The metadata file MUST be a YAML file named tabular-data-resource.yaml adhering to the metadata specifications.

Metadata

Metadata is information about data, but does not contain the data itself. For example, a CSV file cannot tell R (or other software) anything about itself including general information like its name, title, description, or homepage, as well as details on each column, including names, titles, types, formats, and constraints.

The metadata of a CoDEC tdr is represented as a hierarchical list in a specific format. On disk, this metadata is stored separately from the data as a tabular-data-resource.yaml file and in R, it is stored in the attributes of a data.frame.

The CoDEC specifications are based on the Frictionless Data Resource, Table Schema, and Tabular Data Resource standards.

The metadata of a CoDEC tdr is hierarchically composed of different descriptors :

  • property (or “metadata property”) are named values used to describe the data resource. The value of most properties are a single character string (e.g., name = "my_data"), but some are lists.

  • schema (or “table schema”) is a special property that is a list of information about the fields (or columns) in a tabular-data-resource. schema includes a list of fields, as well as the value used to denote missingness and which fields are primary or foreign keys.

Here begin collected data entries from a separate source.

PR #2820, opened 2023-11-08
IGNITE-20709

sanpwc:

### The Review Checklist

### Notes

### DIFF
--- a/modules/raft/src/main/java/org/apache/ignite/raft/jraft/error/RaftError.java
+++ b/modules/raft/src/main/java/org/apache/ignite/raft/jraft/error/RaftError.java
@@ -238,7 +238,12 @@ public enum RaftError {
     /**
      * Permission denied
      */
-    EACCES(1016);
+    EACCES(1016),
+
+    /**
+     * Command reordering detected
+     */
+    EREORDER(1017);
 
     private static final Map<Integer, RaftError> RAFT_ERROR_MAP = new HashMap<>();
 
--- a/modules/table/src/main/java/org/apache/ignite/internal/table/distributed/raft/PartitionListener.java
+++ b/modules/table/src/main/java/org/apache/ignite/internal/table/distributed/raft/PartitionListener.java
@@ -157,8 +157,10 @@ public class PartitionListener implements RaftGroupListener {
                     maxObservableSafeTime = cmd.safeTimeLong();
                 } else {
                     System.out.println("!!! maxObservableSafeTime = " + maxObservableSafeTime + ", cmd.safeTimeLong() = " + cmd.safeTimeLong() + ", " + clo.command().getClass());
-                    clo.result(new SafeTimeReorderException(REPLICATION_SAFE_TIME_MISS, "errorMsg"));
-                    return;
+                    if (!(command instanceof TxCleanupCommand)) {
+                        clo.result(new SafeTimeReorderException(REPLICATION_SAFE_TIME_MISS, "errorMsg"));
+                        return;
+                    }
                 }
             }
 
@@ -224,7 +226,10 @@ public class PartitionListener implements RaftGroupListener {
 
                 assert safeTimePropagatingCommand.safeTime() != null;
 
-                updateTrackerIgnoringTrackerClosedException(safeTime, safeTimePropagatingCommand.safeTime());
+                // TODO: sanpwc txcleanup command shouldn't implement SafeTimePropagatingCommand
+                if (!(command instanceof TxCleanupCommand)) {
+                    updateTrackerIgnoringTrackerClosedException(safeTime, safeTimePropagatingCommand.safeTime());
+                }
             }
 
             updateTrackerIgnoringTrackerClosedException(storageIndexTracker, commandIndex);
--- a/modules/table/src/main/java/org/apache/ignite/internal/table/distributed/raft/PartitionListener.java
+++ b/modules/table/src/main/java/org/apache/ignite/internal/table/distributed/raft/PartitionListener.java
@@ -217,7 +217,9 @@ public class PartitionListener implements RaftGroupListener, BeforeApplyHandler 
 
                 // TODO: sanpwc txcleanup command shouldn't implement SafeTimePropagatingCommand
                 if (!(command instanceof TxCleanupCommand)) {
-                    updateTrackerIgnoringTrackerClosedException(safeTime, safeTimePropagatingCommand.safeTime());
+                    synchronized (safeTime) {
+                        updateTrackerIgnoringTrackerClosedException(safeTime, safeTimePropagatingCommand.safeTime());
+                    }
                 }
             }
 
@@ -465,8 +467,10 @@ public class PartitionListener implements RaftGroupListener, BeforeApplyHandler 
 //                System.out.println("Updating maxObservableSafeTime cmd.safeTimeLong() = " + cmd.safeTimeLong() + ", " + command.getClass());
                 maxObservableSafeTime = cmd.safeTimeLong();
             } else {
-                System.out.println("!!! maxObservableSafeTime = " + maxObservableSafeTime + ", cmd.safeTimeLong() = " + cmd.safeTimeLong() + ", " + command.getClass());
-                if (!(command instanceof TxCleanupCommand)) {
+//                System.out.println(
+//                        "!!! maxObservableSafeTime = " + maxObservableSafeTime + ", cmd.safeTimeLong() = " + cmd.safeTimeLong() + ", "
+//                                + command.getClass());
+                if (cmd instanceof TxCleanupCommand) {
                     // TODO: Use proper message instead
                     throw new SafeTimeReorderException(REPLICATION_SAFE_TIME_MISS, "errorMsg");
                 }
--- a/modules/table/src/main/java/org/apache/ignite/internal/table/distributed/raft/PartitionListener.java
+++ b/modules/table/src/main/java/org/apache/ignite/internal/table/distributed/raft/PartitionListener.java
@@ -47,6 +47,7 @@ import org.apache.ignite.internal.logger.Loggers;
 import org.apache.ignite.internal.raft.Command;
 import org.apache.ignite.internal.raft.ReadCommand;
 import org.apache.ignite.internal.raft.WriteCommand;
+import org.apache.ignite.internal.raft.service.BeforeApplyHandler;
 import org.apache.ignite.internal.raft.service.CommandClosure;
 import org.apache.ignite.internal.raft.service.CommittedConfiguration;
 import org.apache.ignite.internal.raft.service.RaftGroupListener;
@@ -79,7 +80,7 @@ import org.jetbrains.annotations.TestOnly;
 /**
  * Partition command handler.
  */
-public class PartitionListener implements RaftGroupListener {
+public class PartitionListener implements RaftGroupListener, BeforeApplyHandler {
     /** Transaction manager. */
     private final TxManager txManager;
 
@@ -151,18 +152,6 @@ public class PartitionListener implements RaftGroupListener {
     public void onWrite(Iterator<CommandClosure<WriteCommand>> iterator) {
         iterator.forEachRemaining((CommandClosure<? extends WriteCommand> clo) -> {
             Command command = clo.command();
-            if (command instanceof SafeTimePropagatingCommand) {
-                SafeTimePropagatingCommand cmd = (SafeTimePropagatingCommand) command;
-                if (cmd.safeTimeLong() > maxObservableSafeTime) {
-                    maxObservableSafeTime = cmd.safeTimeLong();
-                } else {
-                    System.out.println("!!! maxObservableSafeTime = " + maxObservableSafeTime + ", cmd.safeTimeLong() = " + cmd.safeTimeLong() + ", " + clo.command().getClass());
-                    if (!(command instanceof TxCleanupCommand)) {
-                        clo.result(new SafeTimeReorderException(REPLICATION_SAFE_TIME_MISS, "errorMsg"));
-                        return;
-                    }
-                }
-            }
 
             long commandIndex = clo.index();
             long commandTerm = clo.term();
@@ -464,6 +453,25 @@ public class PartitionListener implements RaftGroupListener {
     @Override
     public void onShutdown() {
         storage.close();
+    }
+
+    @Override
+    public void onBeforeApply(Command command) {
+        // TODO: comment about thread safety
+        if (command instanceof SafeTimePropagatingCommand) {
+            SafeTimePropagatingCommand cmd = (SafeTimePropagatingCommand) command;
+
+            if (cmd.safeTimeLong() > maxObservableSafeTime) {
+//                System.out.println("Updating maxObservableSafeTime cmd.safeTimeLong() = " + cmd.safeTimeLong() + ", " + command.getClass());
+                maxObservableSafeTime = cmd.safeTimeLong();
+            } else {
+                System.out.println("!!! maxObservableSafeTime = " + maxObservableSafeTime + ", cmd.safeTimeLong() = " + cmd.safeTimeLong() + ", " + command.getClass());
+                if (!(command instanceof TxCleanupCommand)) {
+                    // TODO: Use proper message instead
+                    throw new SafeTimeReorderException(REPLICATION_SAFE_TIME_MISS, "errorMsg");
+                }
+            }
+        }
     }
 
     /**
--- a/modules/table/src/main/java/org/apache/ignite/internal/table/distributed/raft/PartitionListener.java
+++ b/modules/table/src/main/java/org/apache/ignite/internal/table/distributed/raft/PartitionListener.java
@@ -25,6 +25,7 @@ import static org.apache.ignite.internal.tx.TxState.ABORTED;
 import static org.apache.ignite.internal.tx.TxState.COMMITED;
 import static org.apache.ignite.internal.tx.TxState.PENDING;
 import static org.apache.ignite.internal.util.CollectionUtils.last;
+import static org.apache.ignite.lang.ErrorGroups.Replicator.REPLICATION_SAFE_TIME_MISS;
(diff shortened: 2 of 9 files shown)


modules/table/src/main/java/org/apache/ignite/internal/table/distributed/replicator/PartitionReplicaListener.java
```diff
@@ -2383,6 +2424,35 @@ private CompletableFuture<Object> applyCmdWithExceptionHandling(Command cmd) {
...
+        raftClient.run(cmd).whenComplete((res, ex) -> {
+            if (ex != null) {
+                if (ex instanceof SafeTimeReorderException || ex.getCause() instanceof SafeTimeReorderException) {
+                    assert cmd instanceof SafeTimePropagatingCommand;
+
+                    SafeTimePropagatingCommand safeTimePropagatingCommand = (SafeTimePropagatingCommand) cmd;
+
+                    HybridTimestamp safeTimeForRetry = hybridClock.now();
+
+                    if ((cmd instanceof UpdateCommand && !((UpdateCommand) cmd).full())
```
rpuch, line 2437: Why is this condition needed? Could you please add a comment explaining this?

modules/table/src/main/java/org/apache/ignite/internal/table/distributed/replicator/PartitionReplicaListener.java
```diff
@@ -2383,6 +2424,35 @@ private CompletableFuture<Object> applyCmdWithExceptionHandling(Command cmd) {
...
+                            || (cmd instanceof UpdateAllCommand && !((UpdateAllCommand) cmd).full())) {
+                        synchronized (safeTime) {
+                            updateTrackerIgnoringTrackerClosedException(safeTime, safeTimeForRetry);
+                        }
+                    }
+
+                    safeTimePropagatingCommand.safeTimeLong(safeTimeForRetry.longValue());
+
+                    applyCmdWithRetryOnSafeTimeReorderException(safeTimePropagatingCommand, resultFuture);
```
rpuch, line 2446: Is it possible to add some kind of a safeguard to check/assert that we are not retrying infinitely due to some bug?

modules/table/src/main/java/org/apache/ignite/internal/table/distributed/replicator/PartitionReplicaListener.java
```diff
@@ -2420,34 +2490,40 @@ private CompletableFuture<CompletableFuture<?>> applyUpdateCommand(
             );
 
             if (!cmd.full()) {
-                CompletableFuture<UUID> fut = applyCmdWithExceptionHandling(cmd).thenApply(res -> {
+                // TODO: https://issues.apache.org/jira/browse/IGNITE-20124 Temporary code below
+                synchronized (safeTime) {
+                    storageUpdateHandler.handleUpdate(
```
rpuch, line 2495: Why is it that for non-full commands, we apply the command on the Primary first, and only then send the Raft command, but for full commands, the order is opposite?

modules/table/src/main/java/org/apache/ignite/internal/table/distributed/replicator/PartitionReplicaListener.java
rpuch: Also, this check seems to be fragile. What if we add an analogous request in the future, but forget to mention it here?

How about adding a marker interface common for both update commands? It might be more difficult to forget about it when adding a third 'update' command in the future.

modules/table/src/main/java/org/apache/ignite/internal/table/distributed/replicator/PartitionReplicaListener.java
```diff
@@ -2420,34 +2490,40 @@ private CompletableFuture<CompletableFuture<?>> applyUpdateCommand(
...
+                            null,
+                            null,
+                            null);
+
+                    updateTrackerIgnoringTrackerClosedException(safeTime, cmd.safeTime());
+                }
+
+                CompletableFuture<Object> resultFuture = new CompletableFuture<>();
+
+                applyCmdWithExceptionHandling(cmd, resultFuture);
```
rpuch, line 2510: So we just applied the command on the Primary, and then we send it to Raft with the same SafeTime? Will not this mean that the command will be rejected with probability 100%?

rpuch (changes requested):

modules/raft/src/main/java/org/apache/ignite/raft/jraft/error/RaftError.java
```diff
@@ -238,7 +238,12 @@ public enum RaftError {
     /**
      * Permission denied
      */
-    EACCES(1016);
+    EACCES(1016),
+
+    /**
+     * Command reordering detected
+     */
+    EREORDER(1017);
```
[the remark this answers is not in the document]
sanpwc: Sure. Fixed.

modules/table/src/main/java/org/apache/ignite/internal/table/distributed/raft/PartitionListener.java
```diff
@@ -99,6 +101,15 @@ public class PartitionListener implements RaftGroupListener {
     /** Storage index tracker. */
     private final PendingComparableValuesTracker<Long, Void> storageIndexTracker;
 
+    // TODO: https://issues.apache.org/jira/browse/IGNITE-20826 Restore on restart
+    /** Is used in order to detect and retry safe time reordering within onBeforeApply. */
+    private long maxObservableSafeTime = -1;
+
+    // TODO: https://issues.apache.org/jira/browse/IGNITE-20826 Restore on restart
+    /** Is used in order to assert safe time reordering within onWrite. */
+    private long maxObservableSafeTimeVerificator = -1;
```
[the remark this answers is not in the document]
sanpwc: Fixed.

modules/table/src/main/java/org/apache/ignite/internal/table/distributed/raft/PartitionListener.java
```diff
@@ -455,6 +478,21 @@ public void onShutdown() {
         storage.close();
     }
 
+    @Override
+    public void onBeforeApply(Command command) {
+        // Given method is is synchronized by replication group specific monitor, see ActionRequestProcessor#handleRequest.
```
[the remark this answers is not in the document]
sanpwc: Fixed.

modules/table/src/main/java/org/apache/ignite/internal/table/distributed/replicator/PartitionReplicaListener.java
```diff
@@ -1587,34 +1594,53 @@ private CompletableFuture<Object> finishTransaction(
...
 
+    private CompletableFuture<Object> applyFinishCommand(
+            UUID transactionId,
+            boolean commit,
+            HybridTimestamp commitTimestamp,
+            String txCoordinatorId,
+            int catalogVersion,
+            List<TablePartitionIdMessage> tablePartitionIds
+    ) {
+        // TODO: synchonized should go here. Not within finishTransaction but with all apply command.
```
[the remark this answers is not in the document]
sanpwc: TODO was outdated. Removed.

modules/table/src/main/java/org/apache/ignite/internal/table/distributed/replicator/PartitionReplicaListener.java
```diff
@@ -1677,32 +1703,45 @@ private CompletableFuture<Void> processTxCleanupAction(TxCleanupReplicaRequest r
...
+                .requiredCatalogVersion(catalogVersion)
+                .build();
+
+        storageUpdateHandler.handleTransactionCleanup(transactionId, commit, commitTimestamp);
+
+        CompletableFuture<Object> resultFuture = new CompletableFuture<>();
+
+        applyCmdWithRetryOnSafeTimeReorderException(txCleanupCmd, resultFuture);
+
+        return resultFuture.thenApply(res -> null);
```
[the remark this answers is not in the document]
sanpwc: No, it's a bug. Fixed.

modules/table/src/main/java/org/apache/ignite/internal/table/distributed/replicator/PartitionReplicaListener.java
```diff
@@ -2371,8 +2410,10 @@ private static <T> boolean allElementsAreNull(List<T> list) {
      * @param cmd Raft command.
      * @return Raft future.
      */
-    private CompletableFuture<Object> applyCmdWithExceptionHandling(Command cmd) {
-        return raftClient.run(cmd).exceptionally(throwable -> {
+    private void applyCmdWithExceptionHandling(Command cmd, CompletableFuture<Object> resultFuture) {
+        applyCmdWithRetryOnSafeTimeReorderException(cmd, resultFuture);
+
+        resultFuture.exceptionally(throwable -> {
```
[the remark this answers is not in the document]
sanpwc: Good catch! Fixed.

modules/table/src/main/java/org/apache/ignite/internal/table/distributed/replicator/PartitionReplicaListener.java
```diff
@@ -2383,6 +2424,35 @@ private CompletableFuture<Object> applyCmdWithExceptionHandling(Command cmd) {
         });
     }
 
+    private void applyCmdWithRetryOnSafeTimeReorderException(Command cmd, CompletableFuture<Object> resultFuture) {
+        raftClient.run(cmd).whenComplete((res, ex) -> {
+            if (ex != null) {
+                if (ex instanceof SafeTimeReorderException || ex.getCause() instanceof SafeTimeReorderException) {
+                    assert cmd instanceof SafeTimePropagatingCommand;
```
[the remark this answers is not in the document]
sanpwc: Do you mean that applyCmdWithRetryOnSafeTimeReorderException should have SafeTimePropagatingCommand instead of Command as a parameter? I don't think it's convenient because in that case we should skip calling  applyCmdWithRetryOnSafeTimeReorderException for all commands except SafeTimePropagatingCommand and skip raftClientRun directly.

modules/table/src/main/java/org/apache/ignite/internal/table/distributed/replicator/PartitionReplicaListener.java
sanpwc: > Why is this condition needed? Could you please add a comment explaining this?

Added.
```
// Within primary replica it's required to update safe time in order to prevent double storage updates in case of !1PC.
// Otherwise, it may be possible that a newer entry will be overwritten by an older one that came as part of the raft
// replication flow:
// tx1 = transactions.begin();
// tx1.put(k1, v1) -> primary.apply(k1,v1) + asynchronous raft replication (k1,v1)
// tx1.put(k1, v2) -> primary.apply(k1,v2) + asynchronous raft replication (k1,v1)
// (k1,v1) replication overrides newer (k1, v2). Eventually (k1,v2) replication will restore proper value.
// However it's possible that tx1.get(k1) will see v1 instead of v2.
```

> 
> Also, this check seems to be fragile. What if we add an analogous request in the future, but forget to mention it here?
> 
> How about adding a marker interface common for both update commands? It might be more difficult to forget about it when adding a third 'update' command in the future.

I agree that given solution is fragile. It should be refactored with something more reliable in https://issues.apache.org/jira/browse/IGNITE-20124  TODO added. Here I'm talking not only about safeTime adjustment on retry but about general double updates prevention logic.

modules/table/src/main/java/org/apache/ignite/internal/table/distributed/replicator/PartitionReplicaListener.java
sanpwc: Because in case of full command we apply not the write intent but write itself. Writes doesn't require txn state resolution and thus visible to other transactions directly. All in all that means that we should prevent write visibility in case of replication failure. The reliable way to do it is to put replication prior to primary replica adjustment.

Why we need direct put on primary replica?
Not only because replication is finished when it's finished on majoirty that may miss primary but also because primary replica may not be a part of replication group.

modules/table/src/main/java/org/apache/ignite/internal/table/distributed/replicator/PartitionReplicaListener.java
sanpwc: Attempts counter along with limit added.

modules/table/src/main/java/org/apache/ignite/internal/table/distributed/replicator/PartitionReplicaListener.java
rpuch: Thanks for adding the comment, but my confusion is caused by another question: why DON'T we update safe time in case of 1PC?

modules/table/src/main/java/org/apache/ignite/internal/table/distributed/replicator/PartitionReplicaListener.java
rpuch: This explains why for 1PC we do 'send to RAFT first, write to the Primary storage second'. But why for !1PC do we do it in the opposite order?

modules/table/src/main/java/org/apache/ignite/internal/table/distributed/replicator/PartitionReplicaListener.java
sanpwc: Because in case of 1PC replication goes prior to local storage update.

modules/table/src/main/java/org/apache/ignite/internal/table/distributed/replicator/PartitionReplicaListener.java
sanpwc: It's just a statement and you do not expect any comments here, right?

modules/table/src/main/java/org/apache/ignite/internal/table/distributed/replicator/PartitionReplicaListener.java
```diff
@@ -938,7 +942,8 @@ private CompletableFuture<Void> processReplicaSafeTimeSyncRequest(ReplicaSafeTim
 
         applyCmdWithRetryOnSafeTimeReorderException(
                 REPLICA_MESSAGES_FACTORY.safeTimeSyncCommand().safeTimeLong(hybridClock.nowLong()).build(),
-                resultFuture
+                resultFuture,
+                0
```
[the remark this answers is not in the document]
sanpwc: Agree. Fixed.

modules/table/src/main/java/org/apache/ignite/internal/table/distributed/replicator/PartitionReplicaListener.java
rpuch: Replication is async anyway (it returns a future which we don't wait). For !1PC, before your fix it was (schematically):

```
var future = replicateCommand(cmd);
applyLocally(cmd);
return future;
```

Now it is

```
applyLocally(cmd);
var future = replicateCommand(cmd);
return future;
```
It seems that we did not wait for replication in the previous version of the code as well. But the order has changed. Why? :)

modules/table/src/main/java/org/apache/ignite/internal/table/distributed/replicator/PartitionReplicaListener.java
rpuch: True

rpuch (approved):

modules/table/src/main/java/org/apache/ignite/internal/table/distributed/replicator/PartitionReplicaListener.java
sanpwc: Because in new version it's guaranteed that we will update storage and safeTime prior to replication. Before there was a race here.

modules/table/src/main/java/org/apache/ignite/internal/table/distributed/replicator/PartitionReplicaListener.java
```diff
@@ -187,6 +190,9 @@ public class PartitionReplicaListener implements ReplicaListener {
     /** Factory for creating replica command messages. */
     private static final ReplicaMessagesFactory REPLICA_MESSAGES_FACTORY = new ReplicaMessagesFactory();
 
+    /** Replication retries limit. */
+    private static final int MAX_RETIES_ON_SAFE_TIME_REORDERING = 1000;
```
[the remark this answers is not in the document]
sanpwc: Please check prior Roma's comments.

modules/table/src/main/java/org/apache/ignite/internal/table/distributed/raft/PartitionListener.java
```diff
@@ -148,7 +159,17 @@ public void onWrite(Iterator<CommandClosure<WriteCommand>> iterator) {
...
+            if (command instanceof SafeTimePropagatingCommand) {
+                SafeTimePropagatingCommand cmd = (SafeTimePropagatingCommand) command;
+                long proposedSafeTime = cmd.safeTime().longValue();
+
+                if (proposedSafeTime > maxObservableSafeTimeVerifier) {
+                    maxObservableSafeTimeVerifier = proposedSafeTime;
+                } else {
+                    assert false : "Safe time reordering detected [current=" + maxObservableSafeTimeVerifier
+                            + ", proposed=" + proposedSafeTime + "]";
+                }
```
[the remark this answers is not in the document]
sanpwc: > it would be better to remove it altogether.

I don't think so. Given assertion will ease tests failures analysis. In case of unexpected data we will see whether there was a reordering or not.

>  assert roposedSafeTime <= maxObservableSafeTimeVerifier : "Safe time reordering detected [current=" + maxObservableSafeTimeVerifier + ", proposed=" + proposedSafeTime + "].";

maxObservableSafeTimeVerifier = proposedSafeTime;

Agreed. Fixed. Except the part that proposed should be greater than maxObservableSafeTimeVerifier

  • fields (or “field descriptors”) is a special schema descriptor list of each of the fields in a tabular-data-resource, each with different descriptors containing field-specific information.

A CoDEC tdr MUST contain name and path descriptors. All other properties, schema, and fields MAY be present, but MUST be one of:

property

name value
profile profile of this descriptor (always set to tabular-data-resource here)
name an identifier string composed of lower case alphanumeric characters, _, -, and .
path location of data associated with resource as a POSIX path relative to the tabular-data-resource.yaml file or a fully qualified URL
version semantic version of the data resource
title human-friendly title of the resource
homepage homepage on the web related to the data; ideally a code repository used to create the data
description additional notes about the resource
schema a list object containing items in schema

schema

name value
fields a list object as long as the number of fields each containing the items in fields
primaryKey a field or set of fields that uniquely identifies each row
foreignKey a field or set of fields that connect to a separate table

fields

name value
name machine-friendly name of field/column; must be identical to name of column in data CSV file
title human-friendly name of field/column
description any additional notes about the field/column
type Frictionless type of the field/column (e.g., string, number, boolean)
constraints Frictionless constraints, including enum, an array of possible values or factor levels

All fields in the CSV data file MUST be described in the metadata and vice-versa.

See Curating metadata for tabular data in R using attributes for details on how to save the tabular-data-resource to disk.

Example

An example CoDEC tdr looks like:

name: tract_poverty
path: tract_poverty.csv
title: Fraction of Census Tract Households in Poverty
version: 1.2.1
description: measures derived from the 5-year American Community Survey
schema:
  fields:
    census_tract_id_2010:
      name: census_tract_id_2010
      title: Census Tract
      description: 2010 vintage census tract identifier
      type: string
    year:
      name: year
      title: Year
      type: integer
    fraction_poverty:
      name: fraction_poverty
      title: Fraction of Households in Poverty
      type: number

The CSV data file for this example CoDEC tdr would contain values for all vintage 2020 census tracts in Hamilton County, but only the first and last five are shown here:

year, census_tract_id_2020, fraction_poverty
2020, 39061021508, 0.057
2020, 39061021421, 0.031
2020, 39061023300, 0.030
2020, 39061002000, 0.098
2020, 39061002500, 0.442
 ...      ...       ... 
2020, 39061021604, 0.259
2020, 39061024700, 0.062
2020, 39061026102, 0.154
2020, 39061023501, 0.046
2020, 39061009800, 0.391

CoDEC specifications are versioned with {CoDEC}; this article describes version 0.7.2.